What to do:
When the line containing "-88,8 +88,8 @@" appears in the data below, begin copying there and stop only after the line containing "newtork, line 27: (Comment)".

———

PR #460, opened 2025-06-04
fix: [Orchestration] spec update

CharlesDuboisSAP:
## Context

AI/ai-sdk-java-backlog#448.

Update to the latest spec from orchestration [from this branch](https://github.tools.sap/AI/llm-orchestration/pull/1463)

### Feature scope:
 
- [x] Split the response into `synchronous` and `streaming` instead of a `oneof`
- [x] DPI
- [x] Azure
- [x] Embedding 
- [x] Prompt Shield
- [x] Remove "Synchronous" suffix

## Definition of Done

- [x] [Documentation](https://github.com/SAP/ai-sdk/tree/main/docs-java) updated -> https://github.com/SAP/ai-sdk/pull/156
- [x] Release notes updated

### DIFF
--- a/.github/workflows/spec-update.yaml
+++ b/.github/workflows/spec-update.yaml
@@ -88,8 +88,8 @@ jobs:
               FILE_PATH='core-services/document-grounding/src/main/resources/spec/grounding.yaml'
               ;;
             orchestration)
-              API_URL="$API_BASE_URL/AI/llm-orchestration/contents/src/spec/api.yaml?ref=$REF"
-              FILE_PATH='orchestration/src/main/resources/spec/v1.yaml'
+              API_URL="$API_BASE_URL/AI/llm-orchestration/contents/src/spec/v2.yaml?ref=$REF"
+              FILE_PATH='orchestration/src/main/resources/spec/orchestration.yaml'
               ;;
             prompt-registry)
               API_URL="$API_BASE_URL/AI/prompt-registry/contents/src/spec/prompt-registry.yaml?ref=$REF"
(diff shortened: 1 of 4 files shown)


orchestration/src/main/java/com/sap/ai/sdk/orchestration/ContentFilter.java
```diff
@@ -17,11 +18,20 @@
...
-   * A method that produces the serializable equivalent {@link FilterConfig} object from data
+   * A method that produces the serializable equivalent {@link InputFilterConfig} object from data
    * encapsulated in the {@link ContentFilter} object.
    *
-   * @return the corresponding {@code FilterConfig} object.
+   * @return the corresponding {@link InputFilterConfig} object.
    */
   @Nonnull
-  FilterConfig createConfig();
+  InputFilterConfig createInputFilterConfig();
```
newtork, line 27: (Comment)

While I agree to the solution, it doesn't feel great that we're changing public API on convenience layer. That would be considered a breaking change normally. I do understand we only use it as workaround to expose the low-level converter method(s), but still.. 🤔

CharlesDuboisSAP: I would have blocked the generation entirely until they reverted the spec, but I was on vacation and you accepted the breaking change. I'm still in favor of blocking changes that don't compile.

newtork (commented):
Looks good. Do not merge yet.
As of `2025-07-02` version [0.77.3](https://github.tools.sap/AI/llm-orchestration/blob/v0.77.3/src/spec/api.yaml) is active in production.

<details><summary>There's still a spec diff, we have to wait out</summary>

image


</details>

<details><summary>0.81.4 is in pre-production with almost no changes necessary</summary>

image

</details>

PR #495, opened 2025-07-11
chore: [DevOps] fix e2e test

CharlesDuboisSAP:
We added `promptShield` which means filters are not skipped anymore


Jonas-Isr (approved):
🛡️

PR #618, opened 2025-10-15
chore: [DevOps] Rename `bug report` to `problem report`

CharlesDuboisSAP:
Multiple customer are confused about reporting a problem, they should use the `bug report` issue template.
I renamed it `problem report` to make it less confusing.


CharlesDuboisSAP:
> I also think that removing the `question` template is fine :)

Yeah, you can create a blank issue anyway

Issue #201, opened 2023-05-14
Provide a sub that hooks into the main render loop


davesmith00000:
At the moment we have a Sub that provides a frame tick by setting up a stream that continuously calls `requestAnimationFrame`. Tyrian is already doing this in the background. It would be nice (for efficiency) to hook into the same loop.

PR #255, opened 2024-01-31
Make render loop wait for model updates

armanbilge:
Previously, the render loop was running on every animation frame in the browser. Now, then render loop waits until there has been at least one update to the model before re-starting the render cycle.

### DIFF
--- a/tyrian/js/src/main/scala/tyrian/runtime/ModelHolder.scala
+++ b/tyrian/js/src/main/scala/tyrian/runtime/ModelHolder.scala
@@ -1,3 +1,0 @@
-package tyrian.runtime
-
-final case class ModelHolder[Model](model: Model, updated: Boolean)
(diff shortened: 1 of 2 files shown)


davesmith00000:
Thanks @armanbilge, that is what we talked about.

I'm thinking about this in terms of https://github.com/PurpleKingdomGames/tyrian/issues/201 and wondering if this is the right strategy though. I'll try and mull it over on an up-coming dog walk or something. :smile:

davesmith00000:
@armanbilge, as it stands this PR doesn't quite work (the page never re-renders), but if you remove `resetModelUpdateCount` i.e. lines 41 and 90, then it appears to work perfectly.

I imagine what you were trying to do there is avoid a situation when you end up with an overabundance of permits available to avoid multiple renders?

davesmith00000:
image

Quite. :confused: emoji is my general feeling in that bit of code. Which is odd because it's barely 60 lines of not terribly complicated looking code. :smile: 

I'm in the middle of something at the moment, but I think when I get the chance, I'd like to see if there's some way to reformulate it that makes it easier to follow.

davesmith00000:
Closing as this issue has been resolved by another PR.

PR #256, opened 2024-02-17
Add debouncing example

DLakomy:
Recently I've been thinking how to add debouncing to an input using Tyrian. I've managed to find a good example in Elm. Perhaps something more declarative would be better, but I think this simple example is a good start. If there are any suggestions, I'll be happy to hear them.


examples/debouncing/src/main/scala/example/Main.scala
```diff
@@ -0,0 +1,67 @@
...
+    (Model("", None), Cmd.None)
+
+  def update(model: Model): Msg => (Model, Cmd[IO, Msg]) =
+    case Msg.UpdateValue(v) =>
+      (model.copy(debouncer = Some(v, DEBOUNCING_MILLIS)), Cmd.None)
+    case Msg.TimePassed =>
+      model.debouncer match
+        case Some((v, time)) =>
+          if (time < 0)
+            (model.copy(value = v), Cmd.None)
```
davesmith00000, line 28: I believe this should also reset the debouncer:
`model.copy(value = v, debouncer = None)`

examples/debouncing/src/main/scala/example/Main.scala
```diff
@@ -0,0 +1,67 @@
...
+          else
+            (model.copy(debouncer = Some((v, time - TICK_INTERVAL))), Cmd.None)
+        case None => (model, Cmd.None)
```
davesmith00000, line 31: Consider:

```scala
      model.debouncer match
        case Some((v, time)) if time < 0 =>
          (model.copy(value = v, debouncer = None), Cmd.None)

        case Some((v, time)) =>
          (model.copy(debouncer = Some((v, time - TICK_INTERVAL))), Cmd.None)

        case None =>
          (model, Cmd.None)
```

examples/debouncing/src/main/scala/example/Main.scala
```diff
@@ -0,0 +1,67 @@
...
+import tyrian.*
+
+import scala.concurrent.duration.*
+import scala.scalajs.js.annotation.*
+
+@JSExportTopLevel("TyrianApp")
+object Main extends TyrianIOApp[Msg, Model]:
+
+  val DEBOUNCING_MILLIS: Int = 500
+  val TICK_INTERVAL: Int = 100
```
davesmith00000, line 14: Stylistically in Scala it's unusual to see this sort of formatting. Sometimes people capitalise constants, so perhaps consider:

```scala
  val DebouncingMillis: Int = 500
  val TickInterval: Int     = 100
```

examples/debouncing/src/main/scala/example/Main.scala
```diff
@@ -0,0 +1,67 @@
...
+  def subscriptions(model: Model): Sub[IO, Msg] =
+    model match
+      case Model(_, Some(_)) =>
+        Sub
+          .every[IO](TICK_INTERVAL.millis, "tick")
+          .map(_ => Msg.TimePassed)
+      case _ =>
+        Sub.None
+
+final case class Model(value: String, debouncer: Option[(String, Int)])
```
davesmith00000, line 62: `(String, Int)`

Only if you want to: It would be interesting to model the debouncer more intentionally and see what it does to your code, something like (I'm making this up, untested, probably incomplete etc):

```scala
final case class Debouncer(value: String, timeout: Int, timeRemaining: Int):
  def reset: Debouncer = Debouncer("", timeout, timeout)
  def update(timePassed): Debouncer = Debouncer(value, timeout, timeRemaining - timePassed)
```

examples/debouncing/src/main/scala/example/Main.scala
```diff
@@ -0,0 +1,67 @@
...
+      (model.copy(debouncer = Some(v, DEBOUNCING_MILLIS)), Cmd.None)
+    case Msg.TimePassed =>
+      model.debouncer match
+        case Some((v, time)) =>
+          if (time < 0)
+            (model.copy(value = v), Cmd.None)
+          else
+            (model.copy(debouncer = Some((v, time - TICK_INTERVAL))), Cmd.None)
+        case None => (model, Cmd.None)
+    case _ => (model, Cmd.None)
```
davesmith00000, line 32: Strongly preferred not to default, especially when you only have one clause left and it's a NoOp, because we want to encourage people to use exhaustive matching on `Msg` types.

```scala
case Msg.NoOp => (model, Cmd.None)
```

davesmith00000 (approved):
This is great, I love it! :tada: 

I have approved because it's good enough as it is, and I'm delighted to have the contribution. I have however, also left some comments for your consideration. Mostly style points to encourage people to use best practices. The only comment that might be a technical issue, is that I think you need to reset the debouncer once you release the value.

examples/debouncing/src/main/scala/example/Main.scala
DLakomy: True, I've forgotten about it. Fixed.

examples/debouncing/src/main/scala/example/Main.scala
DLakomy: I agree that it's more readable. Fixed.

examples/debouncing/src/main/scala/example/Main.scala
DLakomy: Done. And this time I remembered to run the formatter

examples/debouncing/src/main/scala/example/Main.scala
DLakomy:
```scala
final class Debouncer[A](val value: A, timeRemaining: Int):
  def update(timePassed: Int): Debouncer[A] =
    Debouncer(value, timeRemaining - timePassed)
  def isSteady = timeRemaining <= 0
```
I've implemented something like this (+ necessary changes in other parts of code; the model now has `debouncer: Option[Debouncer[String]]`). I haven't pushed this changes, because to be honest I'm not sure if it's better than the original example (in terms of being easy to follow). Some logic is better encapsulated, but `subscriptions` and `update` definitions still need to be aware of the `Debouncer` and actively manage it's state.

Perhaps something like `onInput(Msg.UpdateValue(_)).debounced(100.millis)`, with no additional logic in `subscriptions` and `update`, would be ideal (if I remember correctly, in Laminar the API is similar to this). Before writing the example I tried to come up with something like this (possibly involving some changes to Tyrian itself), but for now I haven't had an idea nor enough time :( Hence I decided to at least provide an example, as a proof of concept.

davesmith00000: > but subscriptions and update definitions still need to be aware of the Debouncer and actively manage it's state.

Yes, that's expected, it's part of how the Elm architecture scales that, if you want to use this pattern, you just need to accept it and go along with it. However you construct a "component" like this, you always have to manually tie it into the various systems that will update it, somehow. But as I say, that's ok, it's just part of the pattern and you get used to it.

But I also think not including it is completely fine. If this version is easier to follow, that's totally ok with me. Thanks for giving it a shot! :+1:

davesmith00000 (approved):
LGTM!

———

Response to the exercise:
@@ -88,8 +88,8 @@ jobs:
               FILE_PATH='core-services/document-grounding/src/main/resources/spec/grounding.yaml'
               ;;
             orchestration)
-              API_URL="$API_BASE_URL/AI/llm-orchestration/contents/src/spec/api.yaml?ref=$REF"
-              FILE_PATH='orchestration/src/main/resources/spec/v1.yaml'
+              API_URL="$API_BASE_URL/AI/llm-orchestration/contents/src/spec/v2.yaml?ref=$REF"
+              FILE_PATH='orchestration/src/main/resources/spec/orchestration.yaml'
               ;;
             prompt-registry)
               API_URL="$API_BASE_URL/AI/prompt-registry/contents/src/spec/prompt-registry.yaml?ref=$REF"
(diff shortened: 1 of 4 files shown)


orchestration/src/main/java/com/sap/ai/sdk/orchestration/ContentFilter.java
```diff
@@ -17,11 +18,20 @@
...
-   * A method that produces the serializable equivalent {@link FilterConfig} object from data
+   * A method that produces the serializable equivalent {@link InputFilterConfig} object from data
    * encapsulated in the {@link ContentFilter} object.
    *
-   * @return the corresponding {@code FilterConfig} object.
+   * @return the corresponding {@link InputFilterConfig} object.
    */
   @Nonnull
-  FilterConfig createConfig();
+  InputFilterConfig createInputFilterConfig();
```
newtork, line 27: (Comment)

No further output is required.